Select the lines below containing the word "would".
── RECORDS ──
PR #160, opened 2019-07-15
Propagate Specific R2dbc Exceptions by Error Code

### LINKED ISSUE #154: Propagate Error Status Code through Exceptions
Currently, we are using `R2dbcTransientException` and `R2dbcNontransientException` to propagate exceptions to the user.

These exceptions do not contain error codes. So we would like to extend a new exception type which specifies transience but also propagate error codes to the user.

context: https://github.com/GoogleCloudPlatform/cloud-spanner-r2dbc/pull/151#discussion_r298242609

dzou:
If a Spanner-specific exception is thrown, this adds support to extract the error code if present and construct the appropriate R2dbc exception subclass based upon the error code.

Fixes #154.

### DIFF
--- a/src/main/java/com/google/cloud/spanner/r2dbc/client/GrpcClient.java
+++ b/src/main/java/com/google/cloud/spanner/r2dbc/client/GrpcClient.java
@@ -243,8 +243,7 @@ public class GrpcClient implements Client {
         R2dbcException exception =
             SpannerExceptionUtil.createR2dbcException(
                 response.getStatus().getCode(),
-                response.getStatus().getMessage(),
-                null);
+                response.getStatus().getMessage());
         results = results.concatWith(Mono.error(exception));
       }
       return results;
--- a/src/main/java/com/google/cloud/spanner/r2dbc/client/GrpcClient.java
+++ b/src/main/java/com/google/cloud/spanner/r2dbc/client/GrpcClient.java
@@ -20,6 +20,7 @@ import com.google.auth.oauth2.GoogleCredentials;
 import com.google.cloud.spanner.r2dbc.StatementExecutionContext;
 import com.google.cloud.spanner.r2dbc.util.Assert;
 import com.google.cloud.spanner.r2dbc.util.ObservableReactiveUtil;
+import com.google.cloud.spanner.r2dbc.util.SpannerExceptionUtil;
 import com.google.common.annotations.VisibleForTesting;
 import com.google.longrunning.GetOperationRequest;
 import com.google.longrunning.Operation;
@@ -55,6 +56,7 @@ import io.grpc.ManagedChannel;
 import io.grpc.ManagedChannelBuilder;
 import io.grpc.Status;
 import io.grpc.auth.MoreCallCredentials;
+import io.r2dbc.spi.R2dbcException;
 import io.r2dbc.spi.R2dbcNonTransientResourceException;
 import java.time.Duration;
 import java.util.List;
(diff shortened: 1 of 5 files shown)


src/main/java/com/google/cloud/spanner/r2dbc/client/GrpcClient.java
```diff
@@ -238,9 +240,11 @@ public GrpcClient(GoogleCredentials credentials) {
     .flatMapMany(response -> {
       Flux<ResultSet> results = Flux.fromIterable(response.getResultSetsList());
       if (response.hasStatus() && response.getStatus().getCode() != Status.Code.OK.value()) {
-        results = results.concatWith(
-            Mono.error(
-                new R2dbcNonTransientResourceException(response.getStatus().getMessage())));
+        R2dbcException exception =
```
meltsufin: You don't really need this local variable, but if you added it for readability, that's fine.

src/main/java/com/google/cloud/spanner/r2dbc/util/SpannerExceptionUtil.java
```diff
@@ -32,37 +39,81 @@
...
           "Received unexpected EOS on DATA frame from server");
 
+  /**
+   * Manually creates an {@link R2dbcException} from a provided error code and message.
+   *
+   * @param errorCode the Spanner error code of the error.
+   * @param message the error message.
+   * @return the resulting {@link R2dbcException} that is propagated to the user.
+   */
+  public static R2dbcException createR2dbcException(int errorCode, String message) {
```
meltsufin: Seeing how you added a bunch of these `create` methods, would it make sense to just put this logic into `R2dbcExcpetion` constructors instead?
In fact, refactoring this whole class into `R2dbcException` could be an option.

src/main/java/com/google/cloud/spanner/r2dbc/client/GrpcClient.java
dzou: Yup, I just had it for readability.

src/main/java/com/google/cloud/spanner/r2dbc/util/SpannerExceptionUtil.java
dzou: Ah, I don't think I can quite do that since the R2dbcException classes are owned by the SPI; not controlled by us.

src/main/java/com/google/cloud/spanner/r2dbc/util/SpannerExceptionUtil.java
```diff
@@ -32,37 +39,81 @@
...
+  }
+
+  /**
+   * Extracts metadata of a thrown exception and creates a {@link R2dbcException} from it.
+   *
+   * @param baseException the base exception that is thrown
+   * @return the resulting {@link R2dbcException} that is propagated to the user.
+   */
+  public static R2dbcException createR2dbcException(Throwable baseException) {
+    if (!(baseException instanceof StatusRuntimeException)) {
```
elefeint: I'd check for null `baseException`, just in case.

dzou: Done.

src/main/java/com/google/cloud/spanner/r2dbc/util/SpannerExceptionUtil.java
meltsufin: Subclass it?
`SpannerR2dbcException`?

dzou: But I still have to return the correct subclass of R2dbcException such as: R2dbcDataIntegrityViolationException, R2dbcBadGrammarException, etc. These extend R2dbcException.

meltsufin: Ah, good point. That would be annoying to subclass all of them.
───
**ANSWER BELOW**
These exceptions do not contain error codes. So we would like to extend a new exception type which specifies transience but also propagate error codes to the user.
meltsufin: Seeing how you added a bunch of these `create` methods, would it make sense to just put this logic into `R2dbcExcpetion` constructors instead?
meltsufin: Ah, good point. That would be annoying to subclass all of them.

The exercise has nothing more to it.